DEVOTION
By LINDA M. LINONIS
The vision of Maybelle Gardner, founder of the Infant Jesus of Prague Guild, has continued for 65 years in the Diocese of Youngstown.
Now deceased, the member of St. Dominic Church in Youngstown founded the diocesan guild June 25, 1947.
It celebrated its 65th anniversary Wednesday with a Mass and rosary at Infant Jesus of Prague Church, 7754 South Ave. Ext., Boardman.
“It’s tradition to have the anniversary Mass at the home church of the president,” said the current officer-holder, Beth Stanko.
At the Mass, each guild presented a rose at the statue of the Infant Jesus.
A celebratory luncheon took place at the Holiday Inn in Boardman.
Stanko said the guild is “faith based” and promotes devotion to the infant Jesus. “It helps members grow in their faith,” Stanko said.
Guild members meet the third Wednesday of the month to pray the rosary and attend Mass as a group. Sessions rotate among member churches, which are mostly in Mahoning County. The guild also takes educational trips. Spiritual adviser is the Rev. Michael Swierz.
Stanko said a special prayer intention is for seminarians.
Annually, the guilds attend a Day of Recollection at St. Columba Cathedral in Youngstown.
Guilds in the diocesan organization are from these churches: Immaculate Conception in Ravenna; Infant Jesus of Prague in Boardman; St. John the Baptist, St. Joseph the Provider and St. Lucy, all in Campbell; St. Joseph in Austintown; St. Matthias, Sacred Heart, St. Stanislaus, St. Christine, Sts. Cyril and Methodius and St. Dominic, all in Youngstown; Our Lady of Mount Carmel in Niles; St. Patrick in Hubbard; Holy Family in Poland; and Holy Trinity in Struthers.
Pope Leo XIII instituted the Sodality to the Infant Jesus of Prague in 1896, and Pope Pius X established the Confraternity of the Infant Jesus of Prague in 1913. Pope Benedict XVI donated a golden crown to the statue during his apostolic visit to the Czech Republic in 2009.
The origin of the Infant Jesus of Prague statue is not known. The most frequently cited story relates that the statue belonged to St. Teresa of Avia, founder of the Discalced Carmelites. She gave the statue to a friend, whose daughter was traveling to Prague. The Duchess Maria Manrique de Lara went to Bohemia, in what is now Czech Republic, to marry a nobleman in 1556, and she received the statue from her mother as a wedding gift. When her daughter, Polyxena of Lobkowicz, was widowed, she gave the statue to the monastery of the Discalced Carmelites attached to the church of Our Lady of Victory in 1628.

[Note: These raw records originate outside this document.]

PR #2680, opened 2026-06-03
feat: pass response state ids through letta-code streams

jnjpng:
## Goal
Implement the letta-code side of approval-boundary response state reuse. The client should remember response-state ids emitted by tmp cloud and send the previous id back only on the next eligible approval continuation, so cloud can later reuse prepared approval-boundary context instead of rebuilding it from the DB.

This is intentionally scoped to the hot path we can reason about safely: pure approval continuations that were fully auto-handled by the client. That includes auto-allowed tool execution and auto-denied permission results, regardless of permission mode. If a human reviewed any approval, the client does not send the response-state header because the user-visible pause creates more opportunity for agent/conversation state to change.

## What changed
- Capture `response_state` SSE metadata chunks and store the latest `response_id` by conversation/agent scope.
- Suppress `response_state` metadata chunks from normal CLI output.
- Send `X-Letta-Response-State` only when there is an actual `previous_response_id` and the approval continuation was explicitly marked as fully auto-handled.
- Keep the header minimal: `v`, `cache_scope`, and `previous_response_id`; no client-local tool context id is sent.
- Clear stale response-state ids when leaving the eligible path so ids are not reused across non-approval or manually reviewed flows.

## Notes
- This PR is safe to publish before the cloud PR: older servers ignore the custom header, and if cloud does not emit `response_state`, the client sends nothing.
- Companion cloud PR: letta-ai/letta-cloud#12046.

## Tests
- `bun test src/agent/send-message-stream-acting-user.test.ts`
- `bun test src/cli/approval-classification.test.ts`
- `bun test src/websocket/listen-client-concurrency.test.ts --test-name-pattern \"approval continuation\"`
- `bun run typecheck`
- `bun run check:boundaries`
- commit hook: biome/lint-staged + typecheck

### DIFF
--- a/src/agent/message.ts
+++ b/src/agent/message.ts
@@ -11,6 +11,7 @@ import type {
 } from "@letta-ai/letta-client/resources/agents/messages";
 import type { MessageCreateParams as ConversationMessageCreateParams } from "@letta-ai/letta-client/resources/conversations/messages";
 import { type Backend, getBackend } from "@/backend";
+import { permissionMode } from "@/permissions/mode";
 import {
   type ClientTool,
   type PermissionModeState,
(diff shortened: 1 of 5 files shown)


carenthomas (approved):

kianjones9 (approved):
awesome!

PR #2711, opened 2026-06-04
fix(tools): guide Windows Bash usage

sarahwooders:
## Summary
- Clarifies Bash tool guidance/schema so Windows agents know the tool executes through PowerShell, not Unix bash.
- Adds Windows-specific prompt guidance for common failures seen in D. Attridge payloads: `&&` / `||`, Unix utilities like `head`/`grep`, curl-style headers, and fragile one-line PowerShell quoting.
- Appends a recovery hint to Bash error output when common Windows shell syntax failures occur so the next model turn can adapt instead of repeating the same broken command style.

## Test plan
- [x] `bun test src/tools/bash.test.ts src/tools/codex-unified-exec-toolset.test.ts`
- [x] `bunx --bun @biomejs/biome@2.2.5 check src/tools/bash.test.ts src/tools/impl/bash.ts src/tools/tool-definitions.ts src/tools/schemas/Bash.json src/tools/descriptions/Bash.md`
- [ ] `bun run check` (fails in TypeScript on pre-existing missing `@pierre/diffs` / `@pierre/diffs/ssr` declarations in `src/web/generate-diff-viewer.ts`, unrelated to this PR)

Context: investigation of downloaded D. Attridge ClickHouse payloads showed GLM-5.1 tool calls were structurally valid, but many tool results failed at runtime because agents used Unix/bash idioms in Windows PowerShell sessions.

### DIFF
--- a/src/tools/impl/bash.ts
+++ b/src/tools/impl/bash.ts
@@ -25,6 +25,38 @@ import { validateRequiredParams } from "./validation.js";
 // Cache the working shell launcher after first successful spawn
 let cachedWorkingLauncher: string[] | null = null;
 
+const WINDOWS_SHELL_FAILURE_HINT = [
+  "",
+  "Windows shell note: Bash runs through PowerShell on Windows, not Unix bash.",
+  "Use PowerShell-compatible syntax or separate tool calls. Common fixes: use `;` plus explicit `$LASTEXITCODE` checks instead of `&&` / `||`, `Get-Content -TotalCount` instead of `head`, `Select-String` instead of `grep`, PowerShell hashtables for HTTP headers, and a temporary `.ps1` script for complex quoting.",
+].join("\n");
+
+const WINDOWS_SHELL_ERROR_PATTERNS = [
+  /The token '&&' is not a valid statement separator/i,
+  /The token '\|\|' is not a valid statement separator/i,
+  /\b(head|grep|sed|awk|cat) : The term '\1' is not recognized/i,
+  /The string is missing the terminator/i,
+  /Cannot bind parameter 'Headers'/i,
+  /Missing '\(' after 'if' in if statement/i,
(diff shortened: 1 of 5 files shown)


src/tools/impl/bash.ts
```diff
@@ -25,6 +25,38 @@ import { validateRequiredParams } from "./validation.js";
...
+  /Cannot bind parameter 'Headers'/i,
+  /Missing '\(' after 'if' in if statement/i,
+  /& was unexpected at this time/i,
+  /The '<' operator is reserved for future use/i,
+  /Missing property name after reference operator/i,
+  /Missing argument in parameter list/i,
+  /Unexpected token/i,
+];
+
+export function appendWindowsShellFailureHint(
```
amelia-letta, line 48: `exec_command` also runs through PowerShell on Windows (line 360 of exec-command.ts) and can produce the same error patterns in its output. Shell parity gap — same class as PR #1711 (Bash had truncation, shell_command didn't). Worth applying `appendWindowsShellFailureHint` to `formatExecOutput` too.

cpacker:
Closing this as superseded by #2712.

#2712 fixed the core issue we wanted to address: the Claude/default `Bash` tool now has platform-aware Windows guidance explaining that the runtime uses the same Codex-derived native Windows launcher strategy: PowerShell Core first, Windows PowerShell fallback, then `cmd.exe`.

This PR also adds runtime recovery hints for PowerShell syntax failures, which may still be worth doing, but not in this shape:
- it conflicts with #2712,
- it hardcodes Windows guidance into the static `Bash.json` schema,
- and it only applies the recovery hint to `Bash`, while `exec_command` uses the same Windows launcher path and can hit the same error patterns.

If we want adaptive Windows shell failure hints, we should do that as a separate follow-up PR that applies consistently across `Bash` and `exec_command` without changing the static schema.

Issue #2713, opened 2026-06-04
Stuck when creating agent using CLI with local backend


KY64:
When I try to run `letta --backend local agents create` I got stuck forever. No error, no warning. This happens after I have signed in to Letta from the CLI. However, if I haven't signed in, it doesn't get stuck and instead give me this error

```
Missing LETTA_API_KEY
Run 'letta' to configure authentication, or set LETTA_API_KEY to your API key
Error: getClient() called without credentials
```

but the local agent is successfully created.

### Version

`0.27.0` and I even cloned the repo then build it, it's still happening.

### Repro steps

1. Install CLI
2. Run `letta` then follow the authentication process
3. Run `letta --backend local agents create`

### Expected behavior

It should just show a JSON output of the agent and continue the shell so user can run other command.

### Actual behavior

It is stuck forever. No warning, no error.

### Known workarounds

Just press CTRL+C or terminate the process after few seconds, you can run `letta` again and the agent is already created.

### Related information

* Operating system: GNU/Linux

### Do you have time to contribute to fix?

Yes, I have forked the repo and pushed a fix [here](https://github.com/KY64/letta-code/tree/fix/hang-local-agent-creation). Will create a PR if this issue hasn't been solved or anyone is not working on it.

PR #2723, opened 2026-06-04
fix: hang local agent creation

KY64:
### Summary

This PR will solve issue https://github.com/letta-ai/letta-code/issues/2713 by ignoring memFS sync to Letta Cloud API when the backend mode is set to `local`.

### Changes

- Add check of `getBackend().capabilities.remoteMemfs` in `enableMemfsForCreatedAgent` before executing memFS cloud API sync
- Move `enableMemfsForCreatedAgent` from `src/agent/personality.ts` to `src/agent/create.ts` to prevent circular dependency
- Removing check of `personality` in `src/cli/subcommands/agents.ts` which is used to determine whether to call `enableMemfsForCreatedAgent`
- Add test on `src/agent/personality.test.ts` to ensure the cloud sync is skipped when backend mode is `local`

### DIFF
--- a/src/agent/create.ts
+++ b/src/agent/create.ts
@@ -13,6 +13,7 @@ import { DEFAULT_AGENT_NAME, DEFAULT_SUMMARIZATION_MODEL } from "@/constants";
 import { settingsManager } from "@/settings-manager";
 import { getModelContextWindow } from "./available-models";
 import { getDefaultMemoryBlocks } from "./memory";
+import { GIT_MEMORY_ENABLED_TAG } from "./memory-git";
 import {
   formatAvailableModels,
   getDefaultModel,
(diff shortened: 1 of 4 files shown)


cpacker:
Thanks for opening this and tracking down the right failure mode. I opened a clean replacement PR at #2744 because this branch had gone stale against `main` and the implementation had a couple of issues after recent changes:

- it no longer merged cleanly (`src/agent/personality.ts` conflicts with newer tag-preservation logic on `main`)
- moving `enableMemfsForCreatedAgent` into generic `createAgent()` made MemFS enablement happen for every agent creation path, including callers that intentionally compute/skip MemFS mode themselves
- the older tag update path could overwrite existing agent tags instead of preserving the newer `origin:letta-code` tag handling

#2744 keeps your core fix — skip remote MemFS API calls when the active backend does not support remote MemFS — but applies it narrowly inside the existing MemFS enable helper and adds regression coverage for local backend creation. I included you as a co-author on the replacement commit.

cpacker:
Closing in favor of #2744, which keeps the same fix direction but rebases it cleanly onto current `main` and avoids broadening MemFS enablement to all `createAgent()` callers.

KY64:
Hi @cpacker thanks for looking into this!
I've checked the PR and it's much cleaner.
I did intentionally edited suggestion from Letta which was only changing `enableMemfsForCreatedAgent`, I thought it would be cleaner to just move to `createAgent` since I find this

```ts
    if (!personality) {
      await enableMemfsForCreatedAgent({
        agentId,
        agentTags: result.agent.tags,
      });
    }
```

can be simplified due to `createAgentForPersonality` also call it inside its function. Yet I missed the part where there is a case where memFS is disabled by the user and my code introduce another issue with it. I guess will need to ask Letta to review my change first before pushing. Thanks for merging the fix!

PR #2728, opened 2026-06-04
fix(agent): preserve Letta Code origin tags

sarahwooders:
## Summary
- keep `origin:letta-code` when desktop/personality-created agents enable git memory
- ensure resumed TUI/headless agents are tagged before managed system prompt version checks
- ensure websocket/listener turns tag agents as Letta Code agents and run managed prompt updates

## Testing
- `bun test src/agent/system-prompt-versioning.test.ts src/agent/personality.test.ts`
- `bunx biome check src/agent/system-prompt-versioning.ts src/agent/personality.ts src/agent/create.ts src/index.ts src/headless.ts src/websocket/listener/turn.ts`

Note: `bun run typecheck` currently fails on unrelated existing missing `@pierre/diffs` types in `src/web/generate-diff-viewer.ts`.

### DIFF
--- a/src/agent/personality.ts
+++ b/src/agent/personality.ts
@@ -483,9 +483,12 @@ export async function enableMemfsForCreatedAgent(params: {
       }
     }
     const tags = Array.from(new Set([...currentTags, LETTA_CODE_ORIGIN_TAG]));
-    if (!tags.includes(GIT_MEMORY_ENABLED_TAG)) {
+    if (
+      !tags.includes(GIT_MEMORY_ENABLED_TAG) ||
+      !currentTags.includes(LETTA_CODE_ORIGIN_TAG)
+    ) {
       await client.agents.update(agentId, {
-        tags: [...tags, GIT_MEMORY_ENABLED_TAG],
+        tags: Array.from(new Set([...tags, GIT_MEMORY_ENABLED_TAG])),
       });
     }
     settingsManager.setMemfsEnabled(agentId, true);
--- a/src/agent/personality.ts
+++ b/src/agent/personality.ts
@@ -2,8 +2,8 @@ import { execFile as execFileCb } from "node:child_process";
 import { existsSync, mkdirSync, readFileSync, writeFileSync } from "node:fs";
 import { dirname, join } from "node:path";
 import { promisify } from "node:util";
-import { getBackend } from "@/backend";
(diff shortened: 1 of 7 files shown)


src/agent/personality.ts
```diff
@@ -470,7 +471,18 @@ export async function enableMemfsForCreatedAgent(params: {
...
+      try {
+        const agent = await client.agents.retrieve(agentId, {
+          include: ["agent.tags"],
+        });
+        currentTags = agent.tags ?? [];
+      } catch {
+        currentTags = [];
+      }
+    }
+    const tags = Array.from(new Set([...currentTags, LETTA_CODE_ORIGIN_TAG]));
```
amelia-letta, line 485: if the agent already has `git-memory-enabled` but not `origin:letta-code`, the `if` block is skipped and the origin tag is never persisted. need to also update when `LETTA_CODE_ORIGIN_TAG` is missing, even if `GIT_MEMORY_ENABLED_TAG` is already there.

src/headless.ts
```diff
@@ -1499,8 +1499,21 @@ export async function handleHeadlessCommand(
...
   if (isResumingAgent && !systemPromptPreset) {
-    const { getMemoryPromptModeForAgent, scheduleManagedSystemPromptUpdate } =
-      await import("@/agent/system-prompt-versioning");
+    const {
+      ensureLettaCodeOriginTag,
+      getMemoryPromptModeForAgent,
+      scheduleManagedSystemPromptUpdate,
+    } = await import("@/agent/system-prompt-versioning");
+    try {
+      agent = await ensureLettaCodeOriginTag(agent);
```
carenthomas: This tags any resumed headless agent as `origin:letta-code`, then the same tagged `agent` is passed into `clearPersistedClientToolRules` below. If that tag means “created/owned by Letta Code” rather than “touched by Letta Code,” this can make non-Code agents eligible for tool-rule cleanup.

src/agent/personality.ts
sarahwooders: Fixed in 23bd79875 — the update now also runs when `origin:letta-code` is missing, even if `git-memory-enabled` is already present, and writes a deduped tag set.

src/headless.ts
sarahwooders: Fixed in 23bd79875 — headless now keeps the original `agent` object for downstream startup cleanup and uses a separate `taggedAgent` only for managed prompt versioning.

PR #2741, opened 2026-06-05
Force continuous rendering mode

overlord-letta:
## Summary
- Remove the old token streaming display toggle from the TUI runtime so streaming transcript lines always render continuously.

The Carmelites placed the statue in a chapel. The Thirty Years’ War was raging through Europe. Later, Father Cyril discovered the abandoned statue with its hands broken off. Father Cyril relayed that Infant Jesus said to him: “Have mercy on me, and I will have mercy on you. Give me hands, and I will give you peace. The more you honour me, the more I will bless you.”
Father Cyril had new hands made for the Infant Jesus, and the child Jesus blessed Prague.